- Born: Sultanganj, Bhagalpur, Bihar, India
- Education: University of Strathclyde (BS) University of Liverpool (PhD)
- Children: 3

= Sanjay Jha (businessman) =

Indian-American business executive

Sanjay Kumar Jhā is an Indian-American business executive. He is the former chief executive officer (CEO) of GlobalFoundries and former chairman and CEO of Motorola Mobility. Prior to that, he was the chief operating officer of Qualcomm.

== Early life ==
Jha was born in India in a Maithil Brahmin family. He received a BS in electrical engineering from the University of Liverpool and a PhD in electronics engineering from the University of Strathclyde. In 2011, Sanjay was awarded the honorary degree of D.Sc. by the University of Strathclyde.

== Career ==
Jha began his career at Qualcomm in 1994 as a senior engineer with the Qualcomm very-large-scale integration group working on the Globalstar satellite phone, and later on the first 13k vocoder application-specific integrated circuit, which was integrated into Qualcomm's MSM2200 chipset. In 1997 Jha was promoted to vice-president of engineering, where he was responsible for leading the integrated-circuit engineering group. Jha led and oversaw the development of five generations of modem and cell site chipsets, both digital baseband and RF (radio frequency), and system software. He was promoted to senior vice-president of engineering in 1998.

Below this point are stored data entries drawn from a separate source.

PR #405, opened 2023-12-09
Created autocomplete

GeorgeSavostikov:
[DEMO LINK](https://GeorgeSavostikov.github.io/react_autocomplete/)

### DIFF
--- a/src/App.tsx
+++ b/src/App.tsx
@@ -1,57 +1,27 @@
-import React from 'react';
+import React, { useState } from 'react';
 import './App.scss';
 import { peopleFromServer } from './data/people';
+import { Person } from './types/Person';
+import { Autocomplete } from './components/Autocomplete';
 
 export const App: React.FC = () => {
-  const { name, born, died } = peopleFromServer[0];
+  const [myPerson, setMyPerson] = useState<Person | null>(null);
 
   return (
     <main className="section">
       <h1 className="title">
-        {`${name} (${born} = ${died})`}
+        {myPerson ? (
+          `${myPerson.name} (${myPerson.born} - ${myPerson.died})`
+        ) : (
+          'No selected person'
+        )}
       </h1>
 
-      <div className="dropdown is-active">
-        <div className="dropdown-trigger">
-          <input
-            type="text"
-            placeholder="Enter a part of the name"
-            className="input"
-          />
-        </div>
-
-        <div className="dropdown-menu" role="menu">
-          <div className="dropdown-content">
-            <div className="dropdown-item">
-              <p className="has-text-link">Pieter Haverbeke</p>
-            </div>
-
-            <div className="dropdown-item">
-              <p className="has-text-link">Pieter Bernard Haverbeke</p>
-            </div>
-
-            <div className="dropdown-item">
-              <p className="has-text-link">Pieter Antone Haverbeke</p>
-            </div>
-
-            <div className="dropdown-item">
-              <p className="has-text-danger">Elisabeth Haverbeke</p>
-            </div>
-
-            <div className="dropdown-item">
-              <p className="has-text-link">Pieter de Decker</p>
-            </div>
-
-            <div className="dropdown-item">
-              <p className="has-text-danger">Petronella de Decker</p>
-            </div>
-
-            <div className="dropdown-item">
-              <p className="has-text-danger">Elisabeth Hercke</p>
-            </div>
-          </div>
-        </div>
-      </div>
+      <Autocomplete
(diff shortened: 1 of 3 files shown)


src/components/Autocomplete.tsx
```diff
@@ -0,0 +1,102 @@
+import React, { useState, useMemo } from 'react';
+import cn from 'classnames';
+import debounce from 'lodash.debounce';
```
SanyaBratashchuk, line 3: add it to the project dependencies specified in package.json

src/components/Autocomplete.tsx
```diff
@@ -0,0 +1,102 @@
...
+  const [select, setSelect] = useState(false);
+  const [query, setQuery] = useState('');
+  const [chosePerson, setChosePerson] = useState('');
+
+  const applyQuery = useMemo(
+    () => debounce(setQuery, delay), [delay],
+  );
+
+  const filteredPeoples = useMemo(() => {
+    let newArr = [...peopleFromServer];
```
SanyaBratashchuk, line 26: you don't need to make a copy since filter returns new array

SanyaBratashchuk (changes requested):

src/App.tsx
```diff
@@ -1,57 +1,27 @@
...
-
-            <div className="dropdown-item">
-              <p className="has-text-danger">Elisabeth Hercke</p>
-            </div>
-          </div>
-        </div>
-      </div>
+      <Autocomplete
+        peopleFromServer={peopleFromServer}
+        setMyPerson={(person) => setMyPerson(person)}
```
etojeDenys, line 22:
```suggestion
        setMyPerson={setMyPerson}
```
we can simplify it

etojeDenys (changes requested):
looks like you forgot to implement this option
image

src/components/Autocomplete.tsx
```diff
@@ -0,0 +1,101 @@
...
+          type="text"
+          placeholder="Enter a part of the name"
+          className="input"
+          value={chosePerson}
+          onChange={handleChangeQuery}
+          onFocus={() => setSelect(true)}
+          onBlur={() => {
+            setSelect(false);
+            setQuery('');
+          }}
```
VitaliyBodnar, line 68: it is bad practise to make anonymous arrow functions in jsx.
make handler in component and pass reference here

src/components/Autocomplete.tsx
```diff
@@ -0,0 +1,101 @@
...
+    if (query !== '') {
+      return peopleFromServer.filter(
+        (person: Person) => person.name
+          .toLowerCase()
+          .includes(query.toLowerCase()),
+      );
+    }
+
+    return peopleFromServer;
+  }, [peopleFromServer, query]);
```
VitaliyBodnar, line 35: let's make a code a little bit cleaner 
```suggestion
  const filteredPeoples = useMemo(() => {
    if (!query) {
        return peopleFromServer;
    }
    
    return peopleFromServer.filter(
       (person: Person) => person.name
          .toLowerCase()
          .includes(query.toLowerCase())
    );
  }, [peopleFromServer, query]);
```

VitaliyBodnar (changes requested):

src/App.tsx
```diff
@@ -1,57 +1,27 @@
...
 export const App: React.FC = () => {
-  const { name, born, died } = peopleFromServer[0];
+  const [myPerson, setMyPerson] = useState<Person | null>(null);
 
   return (
     <main className="section">
       <h1 className="title">
-        {`${name} (${born} = ${died})`}
+        {myPerson ? (
+          `${myPerson.name} (${myPerson.born} - ${myPerson.died})`
```
volodymyr-soltys97, line 14: Consider will be better if you move this to the helper variable and use it here

src/components/Autocomplete.tsx
```diff
@@ -0,0 +1,106 @@
...
+            filteredPeoples.map((person: Person) => (
+              <button
+                type="button"
+                className="dropdown-item button is-white"
+                key={person.slug}
+                onMouseDown={() => chosenPerson(person)}
+              >
+                <p
+                  className={cn({
+                    'has-text-link': person.sex === 'm',
```
volodymyr-soltys97, line 89: You can create a enum for this magic words 'm' and 'f' and use it here

volodymyr-soltys97 (changes requested):
Good job 👍 
Let's improve your code
It will be better if you also clean up the text above after we have removed the person in the input
image

volodymyr-soltys97 (approved):
Well done 🔥

PR #409, opened 2023-12-11
solution 1

mickhakk:
[DEMO LINK](https://mickhakk.github.io/react_autocomplete/)

### DIFF
--- a/src/components/People/People.tsx
+++ b/src/components/People/People.tsx
@@ -1,0 +1,33 @@
+import { Person } from '../../types/Person';
+
+interface Props {
+  onSelected: (person: Person) => void;
+  peopleToView: Person[];
+}
+
+export function People({ peopleToView, onSelected }: Props) {
+  return (
+    <div className="dropdown-menu" role="menu">
+      <div className="dropdown-content">
+        {peopleToView.length === 0 ? (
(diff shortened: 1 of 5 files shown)


MrHunterBoi (approved):
Good job

src/components/People/People.tsx
```diff
@@ -0,0 +1,33 @@
...
+          </div>
+        ) : (
+          peopleToView.map((person: Person) => (
+            <div
+              aria-hidden
+              className="dropdown-item"
+              key={person.slug}
+              onClick={() => onSelected(person)}
+            >
+              <p className={`${person.sex === 'm' ? 'has-text-link' : 'has-text-danger'}`}>
```
roman-mirzoian, line 24: Avoid using "magic values"

roman-mirzoian (changes requested):
At the moment, technically everything is done correctly and it would be cool to think about the UI part (user experience) as well.
Everything that needs to be clicked should be done with a hover effect and highlighted so that the user understands what he needs to do without prompts. It would also be cool to highlight the current selection so the user knows where it is.
Here's an example of what it might look like:
https://gyazo.com/e7bc1fbe5606509b603b04ea8fe6a1c8

PR #417, opened 2023-12-17
Develop

vinogradova8:
[DEMO LINK](https://vinogradova8.github.io/react_autocomplete/)

### DIFF
--- a/src/App.tsx
+++ b/src/App.tsx
@@ -1,56 +1,108 @@
-import React from 'react';
+import cn from 'classnames';
+import React, { useCallback, useMemo, useState } from 'react';
+import debounce from 'lodash.debounce';
 import './App.scss';
 import { peopleFromServer } from './data/people';
 
-export const App: React.FC = () => {
-  const { name, born, died } = peopleFromServer[0];
+type Person = {
+  name: string,
+  sex: string,
+  born: number,
+  died: number,
+  fatherName: string | null,
+  motherName: string | null,
+  slug: string,
+};
+
+type Props = {
+  delay: number,
+};
+
+export const App: React.FC<Props> = ({ delay = 1000 }) => {
+  // const { name, born, died } = peopleFromServer[0];
+
+  const [query, setQuery] = useState('');
+
+  const [appliedQuery, setAppliedQuery] = useState('');
+
+  const [selectedPerson, setSelectedPerson] = useState<Person | null>(null);
+
+  const [isFocused, setIsFocused] = useState(false);
+
+  const applyQuery = useCallback(
+    debounce(setAppliedQuery, delay),
+    [],
+  );
+
+  const handleQueryChange = (event: React.ChangeEvent<HTMLInputElement>) => {
+    setQuery(event.target.value);
+    applyQuery(event.target.value);
+  };
+
+  const filteredPeople = useMemo(() => {
+    return peopleFromServer
+      .filter(personFromServer => personFromServer
+        .name.toLowerCase().includes(appliedQuery.toLowerCase()));
+  }, [appliedQuery]);
 
   return (
     <main className="section">
-      <h1 className="title">
-        {`${name} (${born} = ${died})`}
-      </h1>
-
-      <div className="dropdown is-active">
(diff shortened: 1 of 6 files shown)


src/App.tsx
```diff
@@ -1,56 +1,106 @@
...
+                    className="dropdown-item"
+                    key={person.name}
+                  >
+                    <button
+                      type="button"
+                      className="has-text-link"
+                      onClick={() => {
+                        setSelectedPerson(person);
+                        setQuery(person.name);
+                      }}
```
volodymyr-soltys97, line 90: Move this logic from jsx to the helper function and use it here

src/App.tsx
```diff
@@ -1,56 +1,106 @@
...
-              <p className="has-text-danger">Elisabeth Hercke</p>
+        { query && !appliedQuery ? (
+          <div />
+        ) : (
+          <div className="dropdown-menu" role="menu">
+            <div
+              className="dropdown-content"
+            >
+              {filteredPeople.length !== 0 ? (
+                filteredPeople.map((person) => (
```
volodymyr-soltys97, line 79: Use a destruction for `person`

src/App.tsx
```diff
@@ -1,56 +1,106 @@
...
-            <div className="dropdown-item">
-              <p className="has-text-danger">Elisabeth Hercke</p>
+        { query && !appliedQuery ? (
+          <div />
+        ) : (
+          <div className="dropdown-menu" role="menu">
+            <div
+              className="dropdown-content"
+            >
+              {filteredPeople.length !== 0 ? (
```
volodymyr-soltys97, line 78:
```suggestion
              {!!filteredPeople.length ? (
```

volodymyr-soltys97 (changes requested):
Good job 👍 
Let's improve your code
The text above also needs to be cleaned up after we remove the person manually in the input
image

src/App.tsx
```diff
@@ -1,56 +1,108 @@
...
+  const [appliedQuery, setAppliedQuery] = useState('');
+
+  const [selectedPerson, setSelectedPerson] = useState<Person | null>(null);
+
+  const [isFocused, setIsFocused] = useState(false);
+
+  const applyQuery = useCallback(
+    debounce(setAppliedQuery, delay),
+    [],
+  );
```
volodymyr-soltys97, line 33: Need to fix it
image

src/App.tsx
```diff
@@ -1,56 +1,108 @@
...
   return (
     <main className="section">
-      <h1 className="title">
-        {`${name} (${born} = ${died})`}
-      </h1>
-
-      <div className="dropdown is-active">
+      {selectedPerson && query === selectedPerson.name ? (
+        <h1 className="title">
+          {`${selectedPerson.name} (${selectedPerson.born} - ${selectedPerson.died})`}
```
volodymyr-soltys97, line 55: Will be better if you move this logic to the helper variable and use it here

src/App.tsx
```diff
@@ -1,56 +1,108 @@
...
+        </h1>
+      ) : (
+        <h1 className="title">
+          No selected person
+        </h1>
+      )}
```
volodymyr-soltys97, line 61: Also, in order not to duplicate the same tag with the same class twice, it would be better to move this check inside the tag

src/index.tsx
```diff
@@ -2,4 +2,6 @@ import ReactDOM from 'react-dom';
 import 'bulma/css/bulma.css';
 import { App } from './App';
 
-ReactDOM.render(<App />, document.getElementById('root'));
+const delay = 1000;
+
+ReactDOM.render(<App delay={delay} />, document.getElementById('root'));
```
volodymyr-soltys97, line 7:
```suggestion
const delay = 1000;

ReactDOM.render(<App delay={delay} />, document.getElementById('root'));
```
```suggestion
ReactDOM.render(<App />, document.getElementById('root'));
```

volodymyr-soltys97 (changes requested):
Let's improve your code

xiimiik (approved):
GJ

PR #428, opened 2023-12-26
optimization is not working

andrii-rykal:
[DEMO LINK](https://andrii-rykal.github.io/react_autocomplete/)

### DIFF
--- a/src/App.tsx
+++ b/src/App.tsx
@@ -1,57 +1,52 @@
-import React from 'react';
+import React, { useCallback, useMemo, useState } from 'react';
+import debounce from 'lodash.debounce';
 import './App.scss';
 import { peopleFromServer } from './data/people';
+import { Autocomplete } from './components/Autocomplete';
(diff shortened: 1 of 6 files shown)


etojeDenys (changes requested):
- the delay should be customizable via props;
- hide suggestions on text change;
- save selected suggestion text to the input on click and close the list;
you forgot to implement these options

src/App.tsx
```diff
@@ -1,57 +1,33 @@
...
-
-            <div className="dropdown-item">
-              <p className="has-text-danger">Elisabeth Hercke</p>
-            </div>
-          </div>
-        </div>
-      </div>
+      <Autocomplete
+        people={filteredPeople}
+        dalay={1000}
```
Viktor-Kost, line 27: Decrease this value. 0.5 sec is enough

Viktor-Kost (approved):

PR #435, opened 2024-01-08
Develop

boytrend0108:
[DEMO LINK](https://boytrend0108.github.io/react_autocomplete/)

### DIFF
--- a/src/App.tsx
+++ b/src/App.tsx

In 2002 he led the formation of Qualcomm Technologies & Ventures, where he managed both the technology investment portfolio and the new technology group as senior vice-president and general manager. Jha became executive vice-president of Qualcomm and president of Qualcomm CDMA Technologies in 2003 and was appointed COO in December 2006.

On 4 August 2008 it was announced he would be the new CEO for the Motorola Mobile Devices business. He served in this role until May 22, 2012, when Dennis Woodside of Google took over the role of CEO at Motorola Mobility.

On January 7, 2014, it was announced that Sanjay Jha would be the CEO of GlobalFoundries Inc. GlobalFoundries is a privately held company with its headquarters in Santa Clara, California, United States. GlobalFoundries is the second largest semiconductor foundry business in the world with fabs in Malta, New York, Dresden, Germany, Singapore, East Fishkill, New York and Essex Junction, Vermont.

Before joining Qualcomm, Jha held lead design engineering roles with Brooktree Corporation in San Diego, and Hirst Research Centre in London.

Jha has served on the board of directors of the Semiconductor Industry Association, and as vice-chairman of the Fabless Semiconductor Association (now the Global Semiconductor Alliance (GSA)).

On March 9, 2018, he stepped down as CEO of GlobalFoundries.

Also in 2018, Jha was elected a member of the National Academy of Engineering for leadership in the design and development of semiconductor technology enabling universal digital access.

== Compensation ==
As a Co-CEO of Motorola in 2008, Sanjay Jha was paid a total of $8,462,544, which included a base salary of $905,769, a $836,931 cash bonus, stocks granted of $2,356,136, and options granted of $4,004,000.

After the Google acquisition of Motorola Mobility is complete, Jha would receive $13.20 million in cash and $52.5 million for his stock options and shares. The cash component of the Golden Parachute package included $10.8 million in severance pay and a $2.4 million bonus. The cash portion is equal to three times Jha's base salary and bonus. Jha stepped down after the deal was completed on 22 May 2012.